EXERCISE DESCRIPTION>
Produce the records below again, word for word, but stop after the line that contains "PR #17753, opened 2024-03-22".

GIVEN RECORDS>
PR #17764, opened 2024-03-26
[WFLY-19170] Make WildFly Preview run at preview stability OOTB

bstansberry:
https://issues.redhat.com/browse/WFLY-19170

____

More information about the [wildfly-bot[bot]](https://github.com/wildfly/wildfly-github-bot)

PR #17753, opened 2024-03-22
[WFLY-19164] Move MVCKrazoSmokeTestCase to testsuite/preview/manualmode

bstansberry:
https://issues.redhat.com/browse/WFLY-19163
https://issues.redhat.com/browse/WFLY-19164

PR #17766, opened 2024-03-27
[WFLY-19062] Add preview stability support for Jakarta MVC to standard WildFly

bstansberry:
https://issues.redhat.com/browse/WFLY-19062

This also incorporates fixes for:

https://issues.redhat.com/browse/WFLY-19170 (see also #17764)
https://issues.redhat.com/browse/WFLY-19163 (see also #17753)

____

### DIFF
--- a/testsuite/integration/manualmode-expansion/src/test/java/org/wildfly/test/manual/mvc/MVCKrazoSmokeTestCase.java
+++ b/testsuite/integration/manualmode-expansion/src/test/java/org/wildfly/test/manual/mvc/MVCKrazoSmokeTestCase.java
@@ -1,0 +1,171 @@
+/*
+ * Copyright The WildFly Authors
+ * SPDX-License-Identifier: Apache-2.0
+ */
+
+package org.wildfly.test.manual.mvc;
+
+import static org.jboss.as.controller.descriptions.ModelDescriptionConstants.COMPOSITE;
+
+import static org.jboss.as.controller.descriptions.ModelDescriptionConstants.EXTENSION;
+import static org.jboss.as.controller.descriptions.ModelDescriptionConstants.OUTCOME;
+import static org.jboss.as.controller.descriptions.ModelDescriptionConstants.STEPS;
+import static org.jboss.as.controller.descriptions.ModelDescriptionConstants.SUBSYSTEM;
+import static org.jboss.as.controller.descriptions.ModelDescriptionConstants.SUCCESS;
+import static org.junit.Assert.assertTrue;
+
+import java.io.IOException;
+import java.net.URL;
+import java.util.concurrent.TimeUnit;
+
+import org.jboss.arquillian.container.test.api.ContainerController;
+import org.jboss.arquillian.container.test.api.Deployer;
+import org.jboss.arquillian.container.test.api.Deployment;
+import org.jboss.arquillian.container.test.api.RunAsClient;
+import org.jboss.arquillian.container.test.api.TargetsContainer;
+import org.jboss.arquillian.junit.Arquillian;
+import org.jboss.arquillian.junit.InSequence;
+import org.jboss.arquillian.test.api.ArquillianResource;
+import org.jboss.as.arquillian.api.ServerSetupTask;
+import org.jboss.as.arquillian.container.ManagementClient;
+import org.jboss.as.controller.PathAddress;
+import org.jboss.as.controller.client.ModelControllerClient;
+import org.jboss.as.controller.operations.common.Util;
+import org.jboss.as.test.integration.common.HttpRequest;
+import org.jboss.as.test.shared.ServerReload;
+import org.jboss.as.test.shared.TestSuiteEnvironment;
+import org.jboss.dmr.ModelNode;
+import org.jboss.logging.Logger;
+import org.jboss.shrinkwrap.api.ShrinkWrap;
+import org.jboss.shrinkwrap.api.asset.StringAsset;
+import org.jboss.shrinkwrap.api.spec.WebArchive;
+import org.jboss.shrinkwrap.descriptor.api.Descriptors;
+import org.jboss.shrinkwrap.descriptor.api.webapp25.WebAppDescriptor;
+import org.junit.Test;
+import org.junit.runner.RunWith;
+
+@RunWith(Arquillian.class)
+@RunAsClient
+//@ServerSetup(MVCKrazoSmokeTestCase.Setup.class) TODO migrate this to testsuite/integration/basic and let WFARQ call the ServerSetupTask
+public class MVCKrazoSmokeTestCase {
+
+    private static final Logger log = Logger.getLogger(MVCKrazoSmokeTestCase.class.getName());
+
+    // TODO migrate this to testsuite/integration/basic and drop the ContainerController aspect used in manualmode
+    private static final String CONTAINER = "stability-preview";
+    // TODO migrate this to testsuite/integration/basic and let WFARQ call the ServerSetupTask via @ServerSetup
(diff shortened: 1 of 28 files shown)


testsuite/shared/src/main/java/org/jboss/as/test/shared/LayersTestBase.java
```diff
@@ -83,7 +83,13 @@ public abstract class LayersTestBase {
      * Included in the return value of {@link #getExpectedUnusedInAllLayers()}
      * only when testing provisioning from the wildfly feature pack.
      */
-    public static final String[] NO_LAYER_WILDFLY = {};
+    public static final String[] NO_LAYER_WILDFLY = {
+            // Preview stability 'mvc-krazo' layer cannot be provisioned in OOTB standard wildfly
```
jfdenise, line 87: When reading the comment, I thought at default standalone config. <perhaps adding a mention of layer.

testsuite/layers-expansion/pom.xml
```diff
@@ -760,6 +760,7 @@
                                                 <layer>messaging-activemq</layer>
                                                 <layer>micrometer</layer>
                                                 <layer>mod_cluster</layer>
+                                                <layer>mvc-krazo</layer>
```
jfdenise, line 763: Perhaps add a comment that says that being preview, nothing is provisioned although present. I understand that this comment would have to be removed when promoting this subsystem.

testsuite/layers-expansion/pom.xml
```diff
@@ -869,6 +870,7 @@
...
```
jfdenise, line 873: Perhaps add a comment that says that being preview, nothing is provisioned although present. I understand that this comment would have to be removed when promoting this subsystem.

jfdenise (approved):

testsuite/layers-expansion/pom.xml
bstansberry: This one is a mistake. It should not be in this execution until it will actually be provisioned. Adding it here would be part of promoting the feature to community.

But commenting it out with a comment is better than deleting it. :)

testsuite/layers-expansion/pom.xml
jfdenise: I think that is the wildfly full all layers for HA.

bstansberry: I misread where in the code this line is. +1 -- this is the same as your other comment above and I'll do the same re commenting it out.

bstansberry: @jfdenise Done. (I moved the whole thing lower into the section with 'wildfly' FP only layers.)

scottmarlow:
Pasting from https://issues.redhat.com/browse/WFLY-19062:
> Adding it to wildfly-ee instead is also a possibility to consider, but as Jakarta MVC is not yet a part of any Jakarta EE platform or profile, I think it's reasonable to consider it as more subject to incompatible change than most wildfly-ee technologies, and thus a better fit for 'wildfly'.

:+1:  That makes sense!

boms/common-ee/pom.xml
```diff
@@ -4808,6 +4808,37 @@
                 <version>${version.org.reactivestreams}</version>
             </dependency>
 
+            <dependency>
```
scottmarlow, line 4811: Should non-EE artifacts be added to boms/common-ee or boms/common-expansion?

scottmarlow:
Pasting from https://github.com/eclipse-ee4j/krazo/issues/352:
> We could implement a PoC for a global WildFly module, so we can run the TCK against it and submit it as PR to WildFly itself.

@erdlet could it make sense for the WildFly project to run the Eclipse Krazo TCK against the https://github.com/eclipse-ee4j/krazo/tree/master/tck?  Perhaps via the https://ci.eclipse.org/krazo/job/tck-wildfly job?

erdlet:
Hi @scottmarlow 

thanks for integratin Krazo into Wildfly.

TBH I retired from Krazo,so I guess its better to ask @ivargrimstad or @chkal.

Sorry that I can't help you more

boms/common-ee/pom.xml
bstansberry: @scottmarlow Non-EE artifacts can go in common-ee. But a realize now these particular ones should be in common-expansion not common-ee.

The 'ee' refers to the 'wildfly-ee' feature pack, which is much more than EE; it's just the name we chose for the 'base' FP back in the WF 19/20 days we when split out the 'expansion' stuff. Down stream the wildfly-ee feature pack becomes the 'eap' feature pack used for base EAP (which is much more the Jakarta EE), while the 'wildfly' feature pack becomes the 'eap-xp' FP used for EAP XP. Upstream I refer to things specific to the 'wildfly' feature pack (boms, testsuite modules etc) as 'expansion'. But the feature pack itself is just 'wildfly' because in community 99%+ of people only deal with that FP directly, with wildfly-ee as an internal detail.

The boms/xxx-ee modules are meant to relate to wildfly-ee, while boms/xxx-expansion relate to the 'wildfly' feature pack. These deps are only relevant to the 'wildfly' FP so I will move them to boms/common-expansion.

bstansberry:
@scottmarlow We have a TCK runner for this:

https://github.com/wildfly-extras/mvc-krazo-feature-pack/tree/main/testsuite/tck

That can be run against any WildFly release by passing system props to maven. The README in that module describes that. Snapshots can be tested locally that way. WildFly Preview 31 passes that, and I'm confident this PR does too. (An earlier variant did but I've tweaked some irrelevant stuff since I last tried.)

I'm going to add a github action to that repo that will take a GH repo and tag/branch/sha as params, values meant to point to a wildfly repo. It will then check out that repo and build wildfly, making the resulting maven repository from the build available to a call to run the TCK. This will allow testing WF snapshots on GH instead of locally. That action could then be called from some broader infrastructure, e.g. if we wanted some action in wildfly-tck-runners to call everything, or perhaps a jenkins job.

Note that I expect that repo may some day go away and the various pieces get moved, e.g. the bulk of it into this repo and the tck runner as a subtree in wildfly-tck-runners. But for now I like having it external as it gives me experience of the issues that come with maintaining something like this externally to the main WF code base. That something we'll be doing more of over time and it's good to build expertise.

boms/common-ee/pom.xml
bstansberry: @scottmarlow I've moved these to common-expansion. While doing it I realized one of them wasn't needed at all so I removed that.

When doing that I also rebased on current main and took the opportunity to squash down from three commits to two.

darranl:
Just adding the "Critical" label so we can discuss.

bstansberry:
TCK results are here: https://github.com/wildfly-extras/mvc-krazo-feature-pack/actions/runs/8539883565/

testsuite/integration/manualmode-expansion/src/test/java/org/wildfly/test/manual/mvc/MVCKrazoSmokeTestCase.java
```diff
@@ -0,0 +1,171 @@
...
+    private static Deployer deployer;
+
+    // TODO migrate this to testsuite/integration/basic and inject the http listener URL
+//    @ArquillianResource
+//    private URL url;
+
+
+    // TODO migrate this to testsuite/integration/basic and drop this
+    @Test
+    @InSequence(-1)
```
jamezp, line 93: This should not block merging, but any reason not to do this in a `@Before` method?

scottmarlow:
Nice to see the TCK tests passed! `Tests run: 138, Failures: 0, Errors: 0, Skipped: 0`

scottmarlow (approved):

jamezp (approved):
I"m approving this because I don't think my comments should blocking merging and can be changed in a follow up PR.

RESPONSE TO THIS TASK>
PR #17764, opened 2024-03-26
[WFLY-19170] Make WildFly Preview run at preview stability OOTB

bstansberry:
https://issues.redhat.com/browse/WFLY-19170

____

More information about the [wildfly-bot[bot]](https://github.com/wildfly/wildfly-github-bot)

PR #17753, opened 2024-03-22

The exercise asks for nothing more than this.